ASSIGNMENT: Copy out the records that appear below, exactly as each one reads.

Dataset records
PR #210, opened 2026-01-26
:rotating_light: Breaking Change - Dataplane - Sane defaults

EngHabu:
\[:rotating\_light: Breaking Change]

Major overhaul of the dataplane chart to establish sane, low-privilege defaults that work out of the box for new deployments while preserving backward compatibility via values-legacy.yaml.

## Default mode changes

- Low-privilege mode (low\_privilege: true) is now the default — namespace-scoped RBAC, no cluster-wide permissions except where strictly required (fluentbit DaemonSet, knative-operator)
- V2 executor is the default — flytepropeller.enabled: false, executor.idl2Executor: true, flyteconnector.enabled: true
- Cluster resource sync disabled by default (clusterresourcesync.enabled: false)
- Common service account (union-system) shared across all components by default
- values-legacy.yaml created to restore all previous defaults with a single overlay file

## Prometheus consolidation

- Replaced the static prometheus deployment (templates/prometheus/) and the prometheus-simple subchart with a single community prometheus chart aliased as prometheus
- Removed standalone kube-state-metrics dependency (now a subchart of prometheus)
- Namespace-scoped RBAC for prometheus and kube-state-metrics in low-privilege mode via prometheus-rbac.yaml
- Scrape configs for flytepropeller, serving-envoy, and dcgm-exporter are now unconditional (no-op when targets don't exist)
- cAdvisor scraping moved to values-legacy.yaml (requires ClusterRole)

## Knative operator improvements

- Split CRDs into knative-operator-crds subchart — solves chicken-and-egg CRD validation error on fresh installs. CRDs are in the crds/ directory so Helm installs them before templates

RESPONSE BELOW:
PR #210, opened 2026-01-26
:rotating_light: Breaking Change - Dataplane - Sane defaults

EngHabu:
\[:rotating\_light: Breaking Change]

Major overhaul of the dataplane chart to establish sane, low-privilege defaults that work out of the box for new deployments while preserving backward compatibility via values-legacy.yaml.

## Default mode changes

- Low-privilege mode (low\_privilege: true) is now the default — namespace-scoped RBAC, no cluster-wide permissions except where strictly required (fluentbit DaemonSet, knative-operator)
- V2 executor is the default — flytepropeller.enabled: false, executor.idl2Executor: true, flyteconnector.enabled: true
- Cluster resource sync disabled by default (clusterresourcesync.enabled: false)
- Common service account (union-system) shared across all components by default
- values-legacy.yaml created to restore all previous defaults with a single overlay file

## Prometheus consolidation

- Replaced the static prometheus deployment (templates/prometheus/) and the prometheus-simple subchart with a single community prometheus chart aliased as prometheus
- Removed standalone kube-state-metrics dependency (now a subchart of prometheus)
- Namespace-scoped RBAC for prometheus and kube-state-metrics in low-privilege mode via prometheus-rbac.yaml
- Scrape configs for flytepropeller, serving-envoy, and dcgm-exporter are now unconditional (no-op when targets don't exist)
- cAdvisor scraping moved to values-legacy.yaml (requires ClusterRole)

## Knative operator improvements

- Split CRDs into knative-operator-crds subchart — solves chicken-and-egg CRD validation error on fresh installs. CRDs are in the crds/ directory so Helm installs them before templates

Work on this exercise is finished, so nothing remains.